### Your objective
From the line that contains "category of the event |" through the line that contains "category | varchar(255)", output every line of the listing below exactly and leave out all the rest.

Source records: Begin

PR #376, opened 2016-07-08
Remove permalink for FAQ

jlord:
When the next version of docs ships the FAQ will live at this location so we don't need to use the permalink anymore ✨ 

cc @zeke I think this is all we need to change to prep for that update?


zeke:
Sweet. So should we ship this now, then remove it later?

jlord:
> then remove it later?

Not sure what the 'it' is here 😄 This PR does remove the permalink.

zeke:
🙈 oops I misread. So we should wait until 1.2.7 to merge this?

jlord:
We can merge it now since these scripts are running on the site.

PR #384, opened 2016-07-15
Adding Marp app

yhatt:
[Marp](https://yhatt.github.io/marp/) is the simplest presentation writer with Markdown. Could we add it?


zeke:
I saw Marp on awesome-electron the other day. Pretty nifty.

It's the first Electron app I've used that has one of those helpful "drag it to applications" installation windows on macOS, so bonus points for that.

screen shot 2016-07-12 at 8 53 24 pm

yhatt:
@zeke Thank you for your compliment!

PR #386, opened 2016-07-18
Add Ghetto Skype to app list

stanfieldr:


lee-dohm:
Thank you very much for your submission for inclusion in the Electron app list. We're uncomfortable with including your application in the list because of the loaded term "ghetto" especially combined with the use of someone else's product name in your project's name. Because of these reasons, we've decided to not include your application in our list.

Thanks very much for your submission and your use of Electron!

PR #398, opened 2016-07-27
Added Electorrent to apps.yml

Tympanix:
Added my new electron app to apps.yml and uploaded an application icon compressed [(tinyPNG)](https://tinypng.com/) to 12KB and 256x156 in size.


jlord:
Thanks @Tympanix!

PR #401, opened 2016-07-27
apply OS label style to H4 in addition to H3

zeke:
These styles regressed when we updated the styleguide and docs to use H4-level headings for things like Events and Instance Methods.

screen shot 2016-07-27 at 2 07 03 pm

👀  @kevinsawicki


kevinsawicki:
👍 Looks good, thanks for fixing this 👍

PR #410, opened 2016-08-04
Blog post on using node as library

zcbenz:
The second post of Electron Internals. Feel free to improve the text directly.

PR #418, opened 2016-08-08
Add color to links within <code>

jlord:
When previewing #410 I noticed that links that were wrapping `<code>` tags didn't get any new style so it was hard to tell they were links at all. This gives them the same colors as text links and you can now 👀 them. 

| Before | After |
|---|---|
| img | img2 |

---

screen shot 2016-08-08 at 10 53 09 am


jlord:
I can't make a markdown table today.

PR #420, opened 2016-08-08
Style platform labels in lists

### LINKED ISSUE #419: Platform labels not styled for function parameters
The `macOS` label is not styled on http://electron.atom.io/docs/api/auto-updater/#autoupdatersetfeedurlurl-requestheaders

screen shot 2016-08-08 at 12 54 16 pm

### LINKED ISSUE #421: Remove upper-case for platforms labels
With the change from `OS X` to `macOS`, I think the [all upper-case](https://github.com/electron/electron.atom.io/blob/gh-pages/_sass/_docs.scss#L92) should be removed. The `MACOS` feels harder to recognize. When removed it would look like this:

screen shot 2016-08-10 at 1 11 56 pm

jlord:
Platform labels were not getting styled anywhere other than in method/event headers. There are platform labels, however, in the lists of arguments for methods and those need to be styled.

There _shouldn't_ be anything else we're using `em` for in a list in the docs (I think??) so what I have now may be fine: `.docs li em` but I'd like @simurai's thoughts. Should it be more specific? 

🔗 [to live doc](http://localhost:4000/docs/api/auto-updater/#autoupdatersetfeedurlurl-requestheaders)

before

after

Fixes #419 
Fixes #421

### DIFF
--- a/_sass/_docs.scss
+++ b/_sass/_docs.scss
@@ -90,7 +90,6 @@
     vertical-align: middle;
     font-size: .66em;
     font-weight: 300;
-    text-transform: uppercase;
     font-style: normal;
     color: $main-bg-color;
     border-radius: $border-radius;
--- a/_sass/_docs.scss
+++ b/_sass/_docs.scss
@@ -84,7 +84,8 @@
 .docs h3 code > em,
 .docs h3 > em,
 .docs h4 code > em,
-.docs h4 > em {
+.docs h4 > em,
+.docs li em {
     padding: .1em .4em;
     vertical-align: middle;
     font-size: .66em;
--- a/_sass/_docs.scss
+++ b/_sass/_docs.scss
@@ -85,7 +85,7 @@
 .docs h3 > em,
 .docs h4 code > em,
 .docs h4 > em,
-.docs li em {
+.docs .platform-label {
     padding: .1em .4em;
     vertical-align: middle;
     font-size: .66em;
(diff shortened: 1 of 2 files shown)


_sass/_docs.scss
```diff
@@ -84,7 +84,8 @@
 .docs h3 code > em,
 .docs h3 > em,
 .docs h4 code > em,
-.docs h4 > em {
+.docs h4 > em,
+.docs li em {
```
kevinsawicki: Looks like there are some other non-platform label elements matching this selector.

I ran 
```js
document.querySelectorAll('.docs li em')
```

on http://electron.atom.io/docs/all/

jlord: Oh yeah, nice, I totally forgot about that page. Hrmm.

simurai:
If it still should stay Markdown only (and not a span with a class), how about use a convention of **bold** and _italic_ to identify the platform? Like `**_macOS_**`

- `requestHeaders` Object **_macOS_** - HTTP request headers.

Selector would be `.docs strong > em`. Then it could be used in more places, not just header and lists, but also normal paragraphs or quotes. The combination bold + italic doesn't seem to be used anywhere yet:

```js
document.querySelectorAll('.docs strong > em')
```

jlord:
@simurai Thank you! We just talked it over and decided rather than change the syntax we're using for platform labels we would just use JS on the client-side to find those labels (italic elements with `textContent` matching the platform name) and add a class to the `em` element. 

I also went ahead and took out the `text-transform` from your #421 ✨

PR #424, opened 2016-08-11
Add Ionic Creator & TwitchAlerts to apps list.

Meadowcottage:
Simply adding the apps to the app list along with their app icons.


jlord:
Thanks!

amitmerchant1990:
@jlord I think we need to add `website` field over here as right now it is redirecting to http://electron.atom.io/apps/ when clicking on both of these icons.

PR #429, opened 2016-08-16
move application icon of seapig to right path

yasumichi:
sorry, I deployed application icon wrong path. Please, move to right path.


jlord:
Whoops, good catch, thanks!

yasumichi:
Thanks you.

PR #432, opened 2016-08-17
Added website attribute to Ionic Creator & TwitchAlerts

Meadowcottage:
A quick fix suggested by @amitmerchant1990 to add the website attribute as at the moment the link doesn't go anywhere apart from the current apps page.


jlord:
Thanks 👍 

I'll also update the page itself to use either website or repository.

PR #433, opened 2016-08-17
On apps page use repository URL if there is no website

jlord:
As @amitmerchant1990 pointed out https://github.com/electron/electron.atom.io/pull/424#issuecomment-240324301, not all apps provided a `website` so the linked image just refreshed the page.

This PR updates the template to use the `repository` URL if no `website` is provided. 

Thanks @muan for this ProTip™ ⭐ `{{ app.website | default: app.repository }}`


amitmerchant1990:
Thanks for fixing this @jlord :)

PR #435, opened 2016-08-18
Fixed "in the future" for 32bit

WillEccles:
Added "the" to "in the future."

### DIFF
--- a/_docs/development/build-instructions-osx.md
+++ b/_docs/development/build-instructions-osx.md
@@ -90,7 +90,7 @@ After building is done, you can find `Electron.app` under `out/D`.
 ## 32bit Support
 
 Electron can only be built for a 64bit target on macOS and there is no plan to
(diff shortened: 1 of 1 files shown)


jlord:
Thanks for catching this! The docs on this site, however, are copied from the source at `electron/electron` and so [changes need to be made upstream there](https://github.com/electron/electron) ✏️ 

[Here's the bit on that](https://github.com/electron/electron.atom.io/blob/gh-pages/CONTRIBUTING.md#documentation) in the `CONTRIBUTING.md`.

jlord:
Oh, just saw you already made the pull request there: https://github.com/electron/electron/pull/6895#issuecomment-240769483

Thanks! When the next release 🚢 the doc will be updated here ✨

WillEccles:
@jlord oh, sorry, didn't realize that's how that works! should have read about it. thanks!

PR #3876, opened 2020-04-21
feat: Feature apps on the home page

felixrieseberg:
Our home page is doing a decent job of explaining what Electron is, but it's doing a less good job at telling visitors that Electron is used by applications users _love_. 

Electron is extremely approachable, and as a consequence, the quality of apps out there varies a little bit. We should highlight apps that might make people who'd otherwise cast Electron aside reconsider.

The change looks simple, but I spent a decent amount of time on the design. It handles small and big screens well. 

I've also removed the community apps (they already have a prime spot in the navigation) and the intro video from 2016 on account of it being outdated.

[Also, the usual disclaimer: This isn't a place for apps we love or people we want to honor. This is for apps we hope will make people consider Electron that otherwise wouldn't have. As an example, windows95 was one of GitHub's most popular repos in 2018 and it still wouldn't work here.]


MarshallOfSound:
On thin screen there is no padding between the edge and the heading / paragraph content you added, my first look at this was on my phone so it stood out to me

image

MarshallOfSound:
The logo scaling looks great at 1080p and below but looks strangely large to me on me QHD monitor

image

I think they could be slightly smaller at the upper and lower ends of screen sizes (they're quite big on my phone too).

public/images/featured_apps/teams-icon.svg
```diff
@@ -0,0 +1,59 @@
+<?xml version="1.0" encoding="utf-8"?>
+<!-- Generator: Adobe Illustrator 23.0.1, SVG Export Plug-In . SVG Version: 6.00 Build 0)  -->
+<!DOCTYPE svg PUBLIC "-//W3C//DTD SVG 1.1//EN" "http://www.w3.org/Graphics/SVG/1.1/DTD/svg11.dtd" [
+	<!ENTITY ns_extend "http://ns.adobe.com/Extensibility/1.0/">
```
MarshallOfSound, line 4: Can we minify this SVG (and the others) stripping comments and tags that aren't needed like this.  Running it through something like `svgminify` should help

public/styles/_home.scss
```diff
@@ -24,176 +24,56 @@
...
-  outline: none;
+  justify-content: center;
+  max-width: 90%;
+  margin-left: auto;
+  margin-right: auto;
 }
 
-.listed-app-logo-wrapper {
+a.featured-app-list-item {
+  background-color: #e4e4e4;
```
MarshallOfSound, line 38: Can we do some flex magic on this class to make the boxes have the correct width before the images load.  On my machine when I load the page I can see the images load in asynchronously and it causes this strange stutter effect because these boxes don't have fixed widths but they are based on the images themselves.

Hard to capture a gif but if you scroll down and reload while looking at the images you should see what I mean, kinda a nit but should be easy enough to solve with a `flex: 1` or something

MarshallOfSound:
Implementation looks great, mostly comments around some stylistic stuff and page weight 👍

felixrieseberg:
Alright, here we go! Now that the design is more or less locked down, I made it super-duper-responsive _and_ minimized all the files like crazy. We use `webp` files where possible and fall back to `png`.

The data for all apps weighs less than 1mb, and since you'll never load both `webp` and `png`, it'll be a whole lot less overall. In fact, given that we're cutting out the "old" random apps on the home screen, this PR will reduce the amount of bytes that have to go across the wire.

PR #3932, opened 2020-05-05
chore: switch from standard to eslint + prettier

HashimotoYT:
The same what are we do in other repos. Here used `eslint + prettier` instead of single `prettier` for the ability to use rules.

### DIFF
--- a/.eslintrc.js
+++ b/.eslintrc.js
@@ -1,0 +1,10 @@
+module.exports = {
+  parserOptions: {
+    ecmaVersion: 2018,
+    sourceType: 'module'
+  },
+  extends: [
+    'prettier',
+    'plugin:prettier/recommended',
+  ],
+}
--- a/.prettierrc
+++ b/.prettierrc
@@ -1,0 +1,6 @@
+{
+  "singleQuote": true,
+  "trailingComma": "es5",
+  "semi": false,
+  "proseWrap": "always"
+}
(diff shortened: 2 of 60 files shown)


.prettierrc
```diff
@@ -0,0 +1,6 @@
+{
```
erickzhao, line 1: I'm curious, do we have a standard ruleset that we're using across Electron-related projects?

malept: Doesn't seem like it. For example, [`@electron/get`](https://github.com/electron/get/blob/master/.prettierrc.json).

.eslintrc.js
```diff
@@ -0,0 +1,10 @@
+module.exports = {
+  parserOptions: {
+    ecmaVersion: 2018,
+    sourceType: 'module'
+  },
+  extends: [
+    'prettier',
+    'plugin:prettier/recommended',
+  ],
+}
```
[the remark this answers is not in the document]
HashimotoYT: I extracted that to own file since don't love littering `package.json` by these configs.

package.json
```diff
@@ -10,15 +10,15 @@
   "scripts": {
     "start": "cross-env NODE_OPTIONS='--max_old_space_size=4096' NODE_PATH=. NODE_ENV=production node server.js",
     "bootstrap": "node script/bootstrap",
-    "test": "cross-env NODE_PATH=. NODE_ENV=test mocha --timeout 5000 && standard --fix",
+    "test": "cross-env NODE_PATH=. NODE_ENV=test mocha --timeout 5000 && eslint --ext .js --fix",
```
HashimotoYT, line 13:
```suggestion
    "test": "cross-env NODE_PATH=. NODE_ENV=test mocha --timeout 5000 && eslint . --fix",
```

PR #3939, opened 2020-05-08
feat: add ability to use ga events for analytics

HashimotoYT:
This PR adds the ability to use the GA Events to future analyzing the needs of features.

## Usage

For usage, you need to pass `data-sc-category` and `data-sc-name` properties to element. If `data-sc-category` not passed `general` be used as a default category.

Example:

```html
<button data-sc-category="docs" data-sc-name="Something happened">Give some magic</button>
```

---

<details>
<summary>
Original PR Description
</summary>

TL;DL: I just wanna known that is useful before remove that 🤷‍♂️

## Why

So, just why not. Mainly I'm unable to make the GA events work. Also, that creates security since only we can see and maintain that data.

## Usage

For usage, you need to pass `data-sc-category` and `data-sc-name` properties to element. If `data-sc-category` not passed `general` be used as a default category.

After clicking sends the request to the metrics server and save the result to the database. See the [Server](#server) section for more info.

Example:

```html
<button data-sc-category="docs" data-sc-name="Something happened">Give some magic</button>
```

## Server

It's currently nothing is created to accept the request on production. But have something like a small implementation.

### Request

For request used the POST request to `/science` path with the next body:

| Name | Description |
| --- | --- |
| action | The description of the event |
| category | The category of the event |

### Database

The database is used to store the data. The schema of the table:

| Name | Type | Description |
| --- | --- | --- |
| id | int | id of event |
| action | text | the description of the event |
| category | varchar(255) | the category for the event  |
| created_at | Date | timestamp when the event is created |

### Grafana or usage of these data

Currently, I do not create a view of that. But something like `All` and `Per day`?

</details>

### DIFF
--- a/CONTRIBUTING.md
+++ b/CONTRIBUTING.md
@@ -25,14 +25,15 @@ feel free to propose changes to this document in a pull request.
 - [Context](#context)
 - [Styles](#styles)
 - [Frontend JavaScript](#frontend-javascript)
+- [GA Evens](#google-analytics-events)
 - [Scripts](#scripts)
 - [Environment Variables](#environment-variables)
 
 ## Issues and Pull Requests
 
-* If you're not sure about adding something, [open an issue](https://github.com/electron/electronjs.org/issues/new) to discuss it.
-* Feel free to open a Pull Request early so that a discussion can be had as changes are developed.
-* Include screenshots and animated gifs of your changes whenever possible.
+- If you're not sure about adding something, [open an issue](https://github.com/electron/electronjs.org/issues/new) to discuss it.
+- Feel free to open a Pull Request early so that a discussion can be had as changes are developed.
+- Include screenshots and animated gifs of your changes whenever possible.
 
 ## Commit Messages and Pull Request Titles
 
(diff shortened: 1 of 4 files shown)


HashimotoYT:
I replaced the `fetch` to `ga` function and that's' started working. Previously I used the `onclick` event with `ga` function inside and that doesn't work for me. 

If everybody is fine with GA Events, I can easily replace that without changing using.

CONTRIBUTING.md
```diff
@@ -25,14 +25,15 @@ feel free to propose changes to this document in a pull request.
 - [Context](#context)
 - [Styles](#styles)
 - [Frontend JavaScript](#frontend-javascript)
+- [GA Evens](#google-analytics-events)
```
erickzhao, line 28:
```suggestion
- [Google Analytics Events](#google-analytics-events)
```

CONTRIBUTING.md
```diff
@@ -341,6 +342,22 @@ Like the [Sass middleware](#styles), no compiled JavaScript code is written to
...
 
+## Google Analytics Events
+
+We use the [Google Analytics Events](https://developers.google.com/analytics/devguides/collection/analyticsjs/events)
+for measure purposes of needing and usage of features what are we
+provide on the website.
+
+For usage, you need to provide the `data-sc-category` and `data-sc-name` properties
+to element. If `data-sc-category` is not provided `general` be used as a
+default category for event.
```
erickzhao, line 353:
```suggestion
We use [Google Analytics Events](https://developers.google.com/analytics/devguides/collection/analyticsjs/events)
to measure usage of features that we provide on the website.

To add an event, you need to provide `data-sc-category` and `data-sc-name`
properties to an element in the DOM. If `data-sc-category` is not provided,
`general` will be used as a default category for the event.
```

PR #3968, opened 2020-05-15
build: remove browser-sync

HashimotoYT:
I'm unable to find commit when they are added. Also not fully sure what are we lost in development, but anyway it's not production dependency so everything is ok.


erickzhao:
Is there a particular reason we want to remove it? Seems like it provides something useful for development.

HashimotoYT:
For reducing dependency sizes, and I'm unable to find useful this for yourself in development. How I understand them just sync browser between self.

If that still useful feel free to close that PR.

PR #4050, opened 2020-06-02
Add BLM hompage, show announcement banner on all pages

VerteDinde:
This PR makes two changes, split into separate commits:

1. Updates our announcement banner, so that it is now displayed on all pages. This change adds a property `showAnnouncementBanner` to the context-builder middleware, which can be easily changed in one place. It also updates the documentation to include that property and where to change it. Should we decide we want to keep the announcement banner on all pages long-term, we can leave this commit.
2. Updates our homepage to show a message of solidarity with our community. The commit includes a comment on how to revert back to the homepage when necessary.

Screen Shot 2020-06-02 at 11 05 49 AM

Screen Shot 2020-06-02 at 12 17 06 PM


views/blm.html
```diff
@@ -0,0 +1,42 @@
...
+          <span></span>
+          <p class="h3-mktg text-normal mt-0 mb-4">
+            The Electron community believes that Black Lives Matter. To be silent is to be complicit. 
+            It is our responsibility and our honor to use our platform to amplify the voices of the oppressed and marginalized. 
+          </p>
+          <p class="h3-mktg text-normal mt-0 mb-4">
+            Please donate to <a class="text-white" href="https://blacklivesmatter.com/">Black Lives Matter</a>, 
+            <a class="text-white" href="https://www.naacpldf.org/">the NAACP Legal Defense and Educational
+              Fund</a>, <a class="text-white" href="https://eji.org/">the Equal Justice Initiative</a>,
+              <a class="text-white" href="https://minnesotafreedomfund.org/">the Minnesota Freedom Fund</a>, and
```
felixrieseberg, line 35:
```suggestion
              , and
```

See https://minnesotafreedomfund.org/donate: They are no longer able to accept donations and would like us to promote other organizations (which we're doing here).

VerteDinde: Ah thank you! I'll change that

VerteDinde:
@HashimotoYT Thank you!! I was trying to figure out a cleaner way to do this; will make that change

views/blm.html
sofianguy: Here's a pretty extensive list of ways to donate/help: https://blacklivesmatters.carrd.co/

Source records: End

### Task answer
| category | The category of the event |

### Database

The database is used to store the data. The schema of the table:

| Name | Type | Description |
| --- | --- | --- |
| id | int | id of event |
| action | text | the description of the event |
| category | varchar(255) | the category for the event  |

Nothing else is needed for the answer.